YOUR GOAL
In how many lines of the data does the word "know" appear? Give the number by itself.

....

PR #1400, opened 2024-03-21
fix: download file method should have byte[] as response content

petro1:
fix: download file method should have byte[] as response content


scrocquesel:
@gsmet LGTM

gsmet (approved):

petro1:
I see the jdk build failed, what can we do here? Thanks.

PR #1917, opened 2024-01-26
GT-2123 confirm app language view

rachaelblue:
Small fixes based on Jill's comments in the ticket:
- make paragraphs the same font size
- button text should be translated in app language, not selected language
- switch order of buttons


levieggertcru (changes requested):
Hey @rachaelblue I hate to do this now, but I'm thinking this would be a good time to update the GetConfirmAppLanguageInterfaceStringsUseCase to point to an interface instead. I do want to phase out GetInterfaceStringInAppLanguageUseCase and GetInterfaceStringForLanguageRepositoryInterface.

And it would also be a good time to remove the GetCurrentAppLanguageUseCase dependency from the UseCase and instead inject the appLanguage as an input. 

Let me know if you have any questions on that.   

Also let me know on timing, it would be nice to make this change now before testing, but I also know you're on a shorter time schedule and if we have to do that work in a separate ticket I'm okay with that too.

rachaelblue:
Hey @levieggertcru, yeah you're right, good idea to make those updates before testing.  Will make those changes in this PR.

levieggertcru:
Awesome thank you.

rachaelblue:
Hey @levieggertcru, I went ahead and changed `GetConfirmAppLanguageInterfaceStringsUseCase` to `ViewConfirmAppLanguageUseCase` and made those changes you mentioned.

levieggertcru (approved):
Thanks @rachaelblue!  Nice to have those deprecated dependencies out of the way.

PR #1918, opened 2024-01-26
GT-2222 change tool primary to app language

levieggertcru:
This task adds selectedLanguageIndex: Int to base class MobileContentPagesViewModel.  This will allow us to control which language should start as selected.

....

SOLUTION FOR THIS EXERCISE
2